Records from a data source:
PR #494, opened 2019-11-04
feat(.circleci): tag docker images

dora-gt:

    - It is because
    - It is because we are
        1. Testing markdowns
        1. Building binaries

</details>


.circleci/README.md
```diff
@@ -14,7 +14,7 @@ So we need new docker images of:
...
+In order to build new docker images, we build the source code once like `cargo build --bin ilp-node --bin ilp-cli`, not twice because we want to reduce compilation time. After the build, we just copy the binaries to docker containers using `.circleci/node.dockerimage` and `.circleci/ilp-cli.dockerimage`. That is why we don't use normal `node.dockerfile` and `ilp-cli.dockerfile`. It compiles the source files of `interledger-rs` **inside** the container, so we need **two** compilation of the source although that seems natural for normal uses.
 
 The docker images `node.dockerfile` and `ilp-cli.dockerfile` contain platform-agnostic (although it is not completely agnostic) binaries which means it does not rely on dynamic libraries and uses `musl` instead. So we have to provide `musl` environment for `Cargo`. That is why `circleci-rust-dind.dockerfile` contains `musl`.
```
---
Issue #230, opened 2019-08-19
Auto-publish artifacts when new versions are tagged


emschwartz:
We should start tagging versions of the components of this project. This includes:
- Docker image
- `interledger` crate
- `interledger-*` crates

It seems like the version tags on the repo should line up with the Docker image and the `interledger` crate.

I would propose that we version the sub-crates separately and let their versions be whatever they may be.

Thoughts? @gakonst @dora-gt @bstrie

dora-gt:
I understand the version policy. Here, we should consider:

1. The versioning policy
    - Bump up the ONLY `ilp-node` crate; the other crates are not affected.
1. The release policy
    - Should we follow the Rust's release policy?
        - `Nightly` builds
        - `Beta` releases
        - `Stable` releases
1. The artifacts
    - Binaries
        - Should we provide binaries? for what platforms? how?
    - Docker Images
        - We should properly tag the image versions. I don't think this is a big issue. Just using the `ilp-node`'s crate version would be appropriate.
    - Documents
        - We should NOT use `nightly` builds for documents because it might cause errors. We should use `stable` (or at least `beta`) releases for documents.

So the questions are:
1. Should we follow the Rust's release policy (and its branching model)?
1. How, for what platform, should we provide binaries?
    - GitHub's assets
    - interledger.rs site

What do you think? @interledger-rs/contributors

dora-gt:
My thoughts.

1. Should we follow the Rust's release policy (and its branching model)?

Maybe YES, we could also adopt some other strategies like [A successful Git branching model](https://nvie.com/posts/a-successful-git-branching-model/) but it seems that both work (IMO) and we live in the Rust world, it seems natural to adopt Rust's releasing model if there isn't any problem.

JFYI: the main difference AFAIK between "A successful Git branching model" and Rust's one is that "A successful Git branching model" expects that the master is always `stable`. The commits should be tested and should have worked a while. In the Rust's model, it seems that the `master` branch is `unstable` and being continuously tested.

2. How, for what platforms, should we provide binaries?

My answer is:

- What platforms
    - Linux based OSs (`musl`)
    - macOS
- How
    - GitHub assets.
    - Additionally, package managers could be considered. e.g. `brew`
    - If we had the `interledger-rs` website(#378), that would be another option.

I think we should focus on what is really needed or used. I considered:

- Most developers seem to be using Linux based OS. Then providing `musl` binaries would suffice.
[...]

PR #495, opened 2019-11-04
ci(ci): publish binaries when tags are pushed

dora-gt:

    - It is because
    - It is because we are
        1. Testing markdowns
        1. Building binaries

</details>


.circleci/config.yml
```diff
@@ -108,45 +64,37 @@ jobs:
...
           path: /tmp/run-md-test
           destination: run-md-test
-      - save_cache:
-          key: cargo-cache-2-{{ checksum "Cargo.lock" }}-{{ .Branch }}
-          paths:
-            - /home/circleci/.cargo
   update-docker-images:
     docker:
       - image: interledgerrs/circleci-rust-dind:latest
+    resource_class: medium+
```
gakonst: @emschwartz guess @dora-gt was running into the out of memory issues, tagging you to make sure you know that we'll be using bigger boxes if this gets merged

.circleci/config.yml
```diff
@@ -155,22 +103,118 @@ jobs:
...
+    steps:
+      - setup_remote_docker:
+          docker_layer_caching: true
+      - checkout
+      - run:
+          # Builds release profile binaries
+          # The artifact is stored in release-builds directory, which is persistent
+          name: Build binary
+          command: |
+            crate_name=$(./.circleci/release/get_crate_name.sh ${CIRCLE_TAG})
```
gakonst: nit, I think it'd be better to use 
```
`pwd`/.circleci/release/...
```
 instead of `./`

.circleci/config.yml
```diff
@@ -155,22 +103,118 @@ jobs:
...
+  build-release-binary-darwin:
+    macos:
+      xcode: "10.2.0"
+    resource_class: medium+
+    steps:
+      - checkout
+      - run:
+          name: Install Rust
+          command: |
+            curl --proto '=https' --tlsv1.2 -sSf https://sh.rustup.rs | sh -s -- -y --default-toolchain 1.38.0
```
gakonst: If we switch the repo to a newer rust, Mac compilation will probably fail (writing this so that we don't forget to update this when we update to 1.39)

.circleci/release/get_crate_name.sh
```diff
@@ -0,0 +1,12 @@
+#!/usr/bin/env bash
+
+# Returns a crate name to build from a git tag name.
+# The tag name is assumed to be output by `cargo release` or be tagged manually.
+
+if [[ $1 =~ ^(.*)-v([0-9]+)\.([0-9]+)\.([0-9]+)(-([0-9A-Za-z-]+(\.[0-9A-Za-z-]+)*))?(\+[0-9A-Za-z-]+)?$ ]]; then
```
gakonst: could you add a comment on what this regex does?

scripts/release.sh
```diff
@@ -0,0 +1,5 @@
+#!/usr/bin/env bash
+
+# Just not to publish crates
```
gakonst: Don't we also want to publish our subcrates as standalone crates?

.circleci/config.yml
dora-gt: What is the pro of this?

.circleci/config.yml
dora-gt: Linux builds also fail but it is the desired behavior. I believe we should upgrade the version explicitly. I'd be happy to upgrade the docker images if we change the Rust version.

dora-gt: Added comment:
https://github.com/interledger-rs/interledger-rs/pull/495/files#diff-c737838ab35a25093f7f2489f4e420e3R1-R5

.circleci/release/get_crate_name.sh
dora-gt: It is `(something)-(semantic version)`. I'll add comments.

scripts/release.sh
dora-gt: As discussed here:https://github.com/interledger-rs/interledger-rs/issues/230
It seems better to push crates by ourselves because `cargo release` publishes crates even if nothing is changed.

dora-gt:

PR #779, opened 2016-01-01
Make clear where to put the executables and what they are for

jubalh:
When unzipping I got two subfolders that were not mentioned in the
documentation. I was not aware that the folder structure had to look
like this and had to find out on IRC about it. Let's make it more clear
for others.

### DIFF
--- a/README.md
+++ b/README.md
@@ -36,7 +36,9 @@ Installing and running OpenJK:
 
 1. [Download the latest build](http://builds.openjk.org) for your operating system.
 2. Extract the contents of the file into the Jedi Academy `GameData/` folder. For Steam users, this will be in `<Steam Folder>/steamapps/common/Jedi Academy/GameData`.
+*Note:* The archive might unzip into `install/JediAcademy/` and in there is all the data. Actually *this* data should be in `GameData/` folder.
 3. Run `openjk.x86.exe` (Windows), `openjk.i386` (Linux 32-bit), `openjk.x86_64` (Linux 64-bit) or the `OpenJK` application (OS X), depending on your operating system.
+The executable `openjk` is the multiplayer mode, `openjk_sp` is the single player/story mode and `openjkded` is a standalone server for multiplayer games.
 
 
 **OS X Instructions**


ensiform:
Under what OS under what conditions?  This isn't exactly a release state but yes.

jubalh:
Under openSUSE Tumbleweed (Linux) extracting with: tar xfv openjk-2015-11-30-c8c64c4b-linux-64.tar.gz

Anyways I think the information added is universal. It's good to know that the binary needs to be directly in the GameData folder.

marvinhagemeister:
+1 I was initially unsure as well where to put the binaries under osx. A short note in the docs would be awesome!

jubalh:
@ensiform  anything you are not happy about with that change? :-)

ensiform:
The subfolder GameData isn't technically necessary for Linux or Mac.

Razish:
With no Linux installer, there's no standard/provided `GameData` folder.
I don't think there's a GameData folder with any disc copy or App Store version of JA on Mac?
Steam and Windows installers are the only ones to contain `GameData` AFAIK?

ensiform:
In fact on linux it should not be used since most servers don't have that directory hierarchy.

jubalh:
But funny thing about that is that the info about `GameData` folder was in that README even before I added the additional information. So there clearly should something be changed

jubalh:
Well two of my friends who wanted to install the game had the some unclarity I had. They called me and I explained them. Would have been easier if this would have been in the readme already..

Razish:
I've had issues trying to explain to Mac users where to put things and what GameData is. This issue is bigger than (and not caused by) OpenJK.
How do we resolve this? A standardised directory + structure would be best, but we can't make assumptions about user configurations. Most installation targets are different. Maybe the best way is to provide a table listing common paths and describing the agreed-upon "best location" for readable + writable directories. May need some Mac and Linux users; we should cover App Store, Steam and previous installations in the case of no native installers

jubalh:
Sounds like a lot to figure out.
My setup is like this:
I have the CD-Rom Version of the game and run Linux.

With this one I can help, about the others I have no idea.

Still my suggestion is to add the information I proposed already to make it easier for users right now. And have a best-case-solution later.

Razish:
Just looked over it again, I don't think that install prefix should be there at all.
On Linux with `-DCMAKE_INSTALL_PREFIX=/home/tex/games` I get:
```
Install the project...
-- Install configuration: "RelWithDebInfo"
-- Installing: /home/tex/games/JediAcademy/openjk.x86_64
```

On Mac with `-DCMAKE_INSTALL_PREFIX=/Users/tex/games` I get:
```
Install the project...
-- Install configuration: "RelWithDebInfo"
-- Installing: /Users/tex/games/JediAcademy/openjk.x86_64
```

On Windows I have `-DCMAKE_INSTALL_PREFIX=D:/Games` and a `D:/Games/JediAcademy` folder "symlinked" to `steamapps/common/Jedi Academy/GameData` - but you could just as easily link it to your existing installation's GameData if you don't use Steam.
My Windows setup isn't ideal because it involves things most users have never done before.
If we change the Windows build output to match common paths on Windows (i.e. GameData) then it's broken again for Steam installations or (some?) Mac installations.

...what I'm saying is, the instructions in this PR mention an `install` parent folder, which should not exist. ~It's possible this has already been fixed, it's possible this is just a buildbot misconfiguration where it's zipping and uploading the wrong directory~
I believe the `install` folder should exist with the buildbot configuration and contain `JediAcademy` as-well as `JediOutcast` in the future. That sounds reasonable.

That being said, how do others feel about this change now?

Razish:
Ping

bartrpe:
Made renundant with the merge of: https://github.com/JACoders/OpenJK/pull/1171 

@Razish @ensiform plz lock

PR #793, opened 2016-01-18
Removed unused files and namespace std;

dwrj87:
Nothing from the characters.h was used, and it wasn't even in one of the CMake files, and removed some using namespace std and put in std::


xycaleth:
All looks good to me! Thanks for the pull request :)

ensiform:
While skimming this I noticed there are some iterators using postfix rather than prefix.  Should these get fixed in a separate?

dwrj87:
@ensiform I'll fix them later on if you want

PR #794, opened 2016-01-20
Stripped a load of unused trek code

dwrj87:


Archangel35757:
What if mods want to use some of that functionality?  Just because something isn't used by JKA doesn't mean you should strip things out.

Exercise aim:
Look above for the line with "gakonst: Don't we" and the line with "dora-gt: Linux builds". Retype those two lines and every line between them exactly, adding nothing.

Result:
gakonst: Don't we also want to publish our subcrates as standalone crates?

.circleci/config.yml
dora-gt: What is the pro of this?

.circleci/config.yml
dora-gt: Linux builds also fail but it is the desired behavior. I believe we should upgrade the version explicitly. I'd be happy to upgrade the docker images if we change the Rust version.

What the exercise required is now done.